С армянского перевел М.Лозинский
2.
Publius Ovidius Naso
Sergio Servinio Macro
salutem(12).
Ille ego qui, Getici miserandus littoris exul,
Saevis in terris sub nive conticui,
Nunc ibi spiro tuis labiis mea carmina, Sergi,
Atque resurrecto Mosqua mihi patria est.
а. d. XI. Kal. Maias A.V. C. MMDCC (13)
Эти вдохновенные строки римского поэта, принадлежащие к лучшим из когда-либо им созданных, могут быть достойно переданы по-русски только С. Шервинским. В весьма несовершенном переводе М. Лозинского, которому, в медиумическом трансе, посчастливилось их записать, они гласят:
Я, состраданья достойный, гетского брега изгнанник,
Тот, что в суровых краях скорбно под снегом умолк,
Ныне там снова пою твоими, Сергий, устами.

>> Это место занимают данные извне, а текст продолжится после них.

PR #150, opened 2019-05-29
Check return values of functions for dynamic memory allocation

gbanjac:
Fixes https://github.com/oxfordcontrol/osqp/issues/149


docs/examples/update-vectors.rst
```diff
@@ -154,28 +154,30 @@ C
         c_int n = 2;
         c_int m = 3;
 
-        // Problem settings
-        OSQPSettings * settings = (OSQPSettings *)c_malloc(sizeof(OSQPSettings));
+        // Exitflag
+        c_int exitflag = 0;
```
bstellato: I know this is only documentation, but assigning variables before declaring all the variables is not compatible with ANSI C and I would avoid it also in the actual C code.

src/auxil.c
```diff
@@ -1046,4 +1060,19 @@ c_int validate_settings(const OSQPSettings *settings) {
   return 0;
 }
 
+c_int memory_alloc_error(void) {
```
bstellato: Two suggestions:

1. I would combine these functions in something for general error handling to make it more consistent. An option is to create an `error.c` file and put there an unifying error function getting all error codes and have its declaration in `glop_opts.h` with error codes in `constants.h`. The function can be something like `c_int osqp_error(c_int ERROR_CODE);` with all the cases. It is more readable and maintainable IMHO.

2. We can create an enum with all error codes and a mapping between the enum errors and string constants like we did for linear system solvers:
```c
static const char *LINSYS_SOLVER_NAME[] = {
  "qdldl", "mkl pardiso"
};
```
That code could go into the `error.c` file after defining it with `extern` in `constants.h` as I did in the last commit for `LINSYS_SOLVERS`. I would avoid defining global variables in headers.

What do you think @gbanjac @goulart-paul?

docs/examples/update-vectors.rst
gbanjac: It should be allowed to assign values to variables when you declare them:
https://stackoverflow.com/questions/32786702/c89-and-variable-initialization

Compiling the code above with `gcc` with `-ansi` and `-pedantic` options generates no warnings.

src/polish.c
```diff
@@ -134,10 +134,13 @@ static c_int iterative_refinement(OSQPWorkspace *work,
...
+  c_int i, j, n, exitflag;
+  c_float *dz;
+  c_float *rhs;
+
+  exitflag = 0;
+
   if (work->settings->polish_refine_iter > 0) {
-    c_int i, j, n, exitflag = 0;
-    c_float *dz;
-    c_float *rhs;
```
bstellato: By mixing variables declarations and assignments I meant what I just changed in this commit. Here `exitflag=0` was assigned before declaring `dz` which should not be allowed in ansi C.

docs/examples/update-vectors.rst
bstellato: Ok that's good then. I remember getting such errors with similar code before but I guess it was related to assignments without declarations.

bstellato:
I have renamed a couple of things and removed the distinction between the memory allocation errors in workspace and polish (The error message should state in which function it appears). 

I have also removed a warning `ormat string is not a string literal (potentially insecure) [-Wformat-security]` at line 16 of `error.c`.

I like the changes! @gbanjac let me know what you think.  We should make sure python and matlab codegen are updated to match this PR.

gbanjac:
Looks good. Thanks for the edits! I will make PRs in python and matlab interfaces.

gbanjac:
> I have renamed a couple of things and removed the distinction between the memory allocation errors in workspace and polish (The error message should state in which function it appears).

It seems that the error message would now be
```
ERROR in osqp_error: Memory allocation.
```
Is there something analogous to ` __FUNCTION__` for the parent function name?

bstellato:
This is what I did in the `c_eprint` macro. However now we are two levels below because `osqp_error` calls that macro. I made a mistake ignoring that. I made a fix making `osqp_error` a macro calling an internal function `_osqp_error` taking the function name as argument. 

I think we should probably think about implementing a good logging system instead. An example in C99 is https://github.com/rxi/log.c.

gbanjac:
Looks good. Thanks for the fix!

I agree that a proper logging system would be very useful. We can merge this PR into `develop` and design a logging system in a separate PR. What do you think?

bstellato:
Sure! Let's merge this one

PR #159, opened 2019-06-20
WIP: Pg/vector algebra

goulart-paul:
Implements OSQPVectorf and OSQPVectori types, and replaces most 
vector operations on c_float* arrays with these new types.


examples/osqp_demo.c
```diff
@@ -1,5 +1,5 @@
 #include "osqp.h"
-
+#include <stdio.h>
```
gbanjac: What is `stdio.h` needed for?

include/osqp.h
```diff
@@ -51,11 +51,25 @@ void osqp_set_default_settings(OSQPSettings *settings);
...
-c_int osqp_setup(OSQPWorkspace** workp, const OSQPData* data, const OSQPSettings* settings);
+ c_int osqp_setup(OSQPWorkspace** workp,
+                  const csc*     P,
+                  const c_float* q,
+                  const csc*     A,
+                  const c_float* l,
+                  const c_float* u,
+                  c_int m,
+                  c_int n,
+   const OSQPSettings *settings) ;
```
gbanjac: The last argument should be aligned with other arguments.

src/auxil.c
```diff
@@ -81,55 +81,65 @@ void set_rho_vec(OSQPWorkspace *work) {
 
   work->settings->rho = c_min(c_max(work->settings->rho, RHO_MIN), RHO_MAX);
 
+  c_float* l           = OSQPVectorf_data(work->data->l);
+  c_float* u           = OSQPVectorf_data(work->data->u);
+  c_float* rho_vec     = OSQPVectorf_data(work->rho_vec);
+  c_int   *constr_type = OSQPVectori_data(work->constr_type);
+
   for (i = 0; i < work->data->m; i++) {
```
gbanjac: We can similarly define `c_int m = work->data->m` and use it in the loop condition.

src/auxil.c
```diff
@@ -779,69 +788,70 @@ c_int check_termination(OSQPWorkspace *work, c_int approximate) {
...
-  if (!data) {
-# ifdef PRINTING
-    c_eprint("Missing data");
-# endif
-    return 1;
-  }
-
-  if (!(data->P)) {
+  if (!(P)) {
 # ifdef PRINTING
```
gbanjac: `if (!P)`

src/auxil.c
```diff
@@ -779,69 +788,70 @@ c_int check_termination(OSQPWorkspace *work, c_int approximate) {
...
     c_eprint("Missing matrix P");
 # endif
     return 1;
   }
 
-  if (!(data->A)) {
+  if (!(A)) {
```
gbanjac: `if (!A)`

algebra/vector.c
```diff
@@ -0,0 +1,800 @@
...
+  OSQPVectorf* view = c_malloc(sizeof(OSQPVectorf));
+  view->length = len;
+  view->values   = a->values + head;
+  return view;
+}
+
+OSQPVectorf* OSQPVectorf_view_free(OSQPVectorf *a){
+  c_free(a);
+  return OSQP_NULL;
+}
```
gbanjac: Why not having `void OSQPVectorf_view_free(OSQPVectorf *a)`?

algebra/vector.c
```diff
@@ -0,0 +1,800 @@
+#include "lin_alg.h"
```
gbanjac: Shouldn't we include `vector.h`?

CMakeLists.txt
```diff
@@ -187,6 +188,8 @@ set(
     include/glob_opts.h
     include/kkt.h
     include/lin_alg.h
+    include/algebra_vector.h
+    include/algebra_matrix.h
```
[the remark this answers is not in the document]
goulart-paul: My goal is to allow the user to re-implement the internal operation of the vector/matrix functions, so these headers sort of define the API of those functions.   I was then going to put various implementations into the algebra library.   This follows (more or less) the pattern as with lin_sys.h

algebra/vector.c
```diff
@@ -0,0 +1,800 @@
...
+
+void OSQPVectorf_from_raw(OSQPVectorf *b, const c_float *av){
+  c_int i;
+  c_float* bv = b->values;
+
+  for (i = 0; i < b->length; i++) {
+    bv[i] = av[i];
+  }
+}
+
```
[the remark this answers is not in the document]
goulart-paul: These are used to copy data from c_float* as supplied by the user via the API.   The `_copy` function makes copies between `OSQPVectorf*` for internal use.

algebra/vector.c
```diff
@@ -0,0 +1,800 @@
...
+OSQPVectorf* OSQPVectorf_malloc(c_int len){
+
+  OSQPVectorf *b;
+  b = c_malloc(sizeof(OSQPVectorf));
+  if(b){
+    b->length = len;
+    if(b->length){
+      b->values = c_malloc(len * sizeof(c_float));
+      if(!b->values){
```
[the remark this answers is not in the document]
goulart-paul: I have changed it.

algebra/vector.c
```diff
@@ -0,0 +1,800 @@
...
+OSQPVectori* OSQPVectori_copy_new(const OSQPVectori *a){
+
+  OSQPVectori* b = OSQPVectori_malloc(a->length);
+  OSQPVectori_copy(b,a);
+  return b;
+}
+
+/* Free a float vector*/
+OSQPVectorf* OSQPVectorf_free(OSQPVectorf *a){
+  if(a) c_free(a->values);
```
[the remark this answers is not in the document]
goulart-paul: Agree - fixed.

algebra/vector.c
```diff
@@ -0,0 +1,800 @@
...
+  for (i = 0; i < b->length; i++) {
+    bv[i] = av[i];
+  }
+}
+
+void OSQPVectori_from_raw(OSQPVectori *b, const c_int *av){
+  c_int i;
+  c_int* bv = b->values;
+
+  for (i = 0; i < b->length; i++) {
```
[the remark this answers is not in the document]
goulart-paul: I assumed that the compiler would recognize that `b->length` does not change and would not do this.   The TI compiler is apparently crap at this sort of thing though, so perhaps we should make this sort of change everything in the base implementation.

algebra/vector.c
```diff
@@ -0,0 +1,800 @@
...
+    bv[i] = av[i];
+  }
+}
+
+void OSQPVectorf_set_scalar(OSQPVectorf *a, c_float sc){
+  c_int i;
+  for (i = 0; i < a->length; i++) {
+    a->values[i] = sc;
+  }
+  return;
```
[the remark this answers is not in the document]
goulart-paul: fixed.

examples/osqp_demo.c
goulart-paul: artefact of debugging efforts.   Removed.

include/osqp.h
goulart-paul: fixed.

src/auxil.c
goulart-paul: fixed.

src/auxil.c
goulart-paul: Not from this PR, but fixed anyway.

src/auxil.c
goulart-paul: Fixed.

algebra/vector.c
goulart-paul: fixed.

algebra/matrix.c
```diff
@@ -202,7 +202,7 @@ c_float quad_form(const csc *P, const c_float *x) {
 #ifdef PRINTING
         c_eprint("quad_form matrix is not upper triangular");
 #endif /* ifdef PRINTING */
-        return OSQP_NULL;
+        return -1.;
```
gbanjac: `OSQP_NULL` is defined as `0`, which is a valid result of `quad_form` function (e.g. when `P` is zero). I changed it to `-1` which makes it easier to detect the failure.

include/algebra_vector.h
```diff
@@ -330,7 +330,7 @@ c_float OSQPVectorf_dot_prod_signed(const OSQPVectorf *a,
                              const OSQPVectorf *b);
 
 /* check l <= u elementwise */
-c_int OSQPVectorf_ew_lt_eq(OSQPVectorf *l, OSQPVectorf* u);
+c_int OSQPVectorf_ew_leq(OSQPVectorf *l, OSQPVectorf* u);
```
gbanjac: I changed the name of this function to resemble the latex command for `<=`.

src/osqp.c
```diff
@@ -232,18 +230,18 @@ c_int osqp_setup(OSQPWorkspace** workp,
...
 
   // Allocate solution
   work->solution = c_calloc(1, sizeof(OSQPSolution));
   if (!(work->solution)) return osqp_error(OSQP_MEM_ALLOC_ERROR);
   work->solution->x = c_calloc(1, n * sizeof(c_float));
   work->solution->y = c_calloc(1, m * sizeof(c_float));
-  if (!(work->solution->x))            return osqp_error(OSQP_MEM_ALLOC_ERROR);
-  if (!(work->solution->y)) return osqp_error(OSQP_MEM_ALLOC_ERROR);
+  if (!(work->solution->x))      return osqp_error(OSQP_MEM_ALLOC_ERROR);
+  if (m && !(work->solution->y)) return osqp_error(OSQP_MEM_ALLOC_ERROR);
```
gbanjac: `mxMalloc` returns `NULL` when allocating zero memory, which was causing an error when solving an unconstrained problem (`m=0`).

goulart-paul: I thought this was what always happened, but apparently not.   Would maybe be better to explicitly set the pointer to NULL instead of allocating in the first place if m = NULL.   I think I did this in the OSQPVectorx types, but for the solution struct I guess you are working with bare arrays still.

include/algebra_vector.h
goulart-paul: Maybe this should be `OSQPVectorf_all_leq`, since it's behaviour is not returning an elementwise comparison as output in in a vector.

gbanjac: I agree. Can you please make the edit?

src/osqp.c
gbanjac: Yes, there were no problems with `OSQPVectorx`, only with bare arrays.

include/algebra_vector.h
gbanjac: Also, `OSQPVectorf_ew_bound_vec` could be renamed to something like `OSQPVectorf_clip_vec`.

goulart-paul: > I agree. Can you please make the edit?

Done.

algebra/vector.c
```diff
@@ -0,0 +1,975 @@
...
+  return out;
+}
+
+OSQPVectorf* OSQPVectorf_malloc(c_int length){
+
+  OSQPVectorf *b;
+  b = c_malloc(sizeof(OSQPVectorf));
+  if (b) {
+    b->length = length;
+    if (b->length) {
```
gbanjac: You could replace `if (b->length)` by `if (length)` to avoid dereferencing a pointer.

goulart-paul:
Closing this in favor of the larger api refactor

Так, воскресенному, мне родиной стала Москва (14).
3. (15)
Fragment posthume
de
Jean Raсine.
Phèdre:
Oenone, ce n'est plus le farouche Hyppolite
Qui vers un fol amour mon âme précipite.
Ah, c'est peu de chérir le seigneur de Starki,
Car on est plus que cher, quand on est Chervinski!
Publié par M. Losinski.(16)
II.
ВЕРА МЕРКУРЬЕВА - ШЕРВИНСКОМУ (17)
Поэта и переводчицу Веру Александровну Меркурьеву (1876-1943) познакомил с Шервинским, вероятно, их общий друг А.С. Кочетков. Несколько летних сезонов, начиная с 1935 года, она вместе с Кочетковыми проводила у Шервинского в Старках. Возможно, поводом к написанию публикуемого стихотворения была очередная неудача Меркурьевой в деле издания своих переводов и стихотворений. Так, строчки "Мне ж, обернувшись другом, аграмант/Хитона славы сунет бес и в пост" могут намекать на несостоявшийся выход сборника Меркурьевой, который летом 1935 ей предложил составить, - "обернувшись другом", - для ГИХЛ'а его директор И.К. Луппол (18), ранее, в 1933 году издавший историко-приключенческий роман Шервинского "Ост-Индия", действие которого происходит в Голландии 17 века и ее колониях.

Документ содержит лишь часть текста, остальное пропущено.